When my daughter was learning to talk, we coached her in the moment. When she exclaimed “*Mommy, I eat-ed the whole thing!,*” we countered with “*you ate the whole thing!”* Right there in the moment, we offered feedback and correction. When someone gave her an unexpected gift, we would way “*what do you say?*” “*Thank you.*” Right there in the moment.

In the moment… Hmm… As a high school and junior high math teacher, I often lamented and worried about my learner’s inability to successfully communicate what they knew. Did I coach them in the moment – in the learning episode? Or did I correct them only on “test” day?

This week I’ve been helping in 4th grade math – well, I hope I’ve been helping. Arleen Honick and Laura McRae allowed me to join their math sessions for Unit 3 as they work with our young learners on multiplication, division, number sentences, & algebra.

Continue the pattern: 18, 27, 36, ___, ___, ___, ___

Lots of hands went up.

18, 27, 36, 45, 54, 63, 72

Yes! How did you find the numbers to continue the pattern?S1: I added 9.

(Me: That’s what I did.)

S2: I multiplied by 9.(Me: Uh oh…)

S3: The ones go down by 1 and the tens go up by 1.(Me: Wow, good connection.)

Arleen and Laura probed and pushed for deeper explanations.

S1: To get to the next number, you always add 9.

(Me: That’s what I did.)

S2: I see 2×9, 3×9, and 4×9, so then you’ll have 5×9, 6×9, 7×9, and 8×9.(Me: Oh, I see! She is using multiples of 9, not multiplying by 9. Did she mean multiples not multiply?)

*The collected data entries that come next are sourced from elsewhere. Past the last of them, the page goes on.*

PR #1939, opened 2022-03-18
add a new theme "almeida.omp.json"

codigoperfeito:
Another theme was added to the themes folder, with the name of "Almeida.omp.json" I hope it's within the compliant, it's my personal theme.

this is the img of theme

img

S3: It’s always the pattern with 9’s.(Me: He showed the trick about multiplying by 9 with your hands.)

Without the probing and pushing for explanations, I would have thought some of the children did not understand. This is where in-the-moment formative assessment can accelerate the speed of learning.

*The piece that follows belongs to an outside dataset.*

Issue #1766, opened 2022-02-16
OMP rendering generic linux icon instead of ubuntu icon in WSL Ubuntu 20.04


devhawk:
### Code of Conduct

There were several more examples with probing for understanding. Awesome work by this team to push and practice. Arleen and Laura checked in with every child as they worked to coach every learner to success. Awesome!

24, 30, 36, ___, ___, ___, ___

49, 42, 35, ___, ___, ___, ___

40, 32, 24, ___, ___, ___, ___

I was so curious about the children’s thinking. Look at the difference in their work and their communication.

By analyzing their work in the moment, we discovered that they were seeing the patterns, getting the answers, but struggled to explain their thinking. It got me thinking…How often in math do we communicate to children that a right answer is enough? And the faster the better??? Yikes! No, no, no! Show what you know, not just the final answer.

My turn to teach.

It is not enough to have the correct numbers in the answer. It is important to have the correct numbers, but that is not was is most important. It is critical to learn to describe your thinking to the reader.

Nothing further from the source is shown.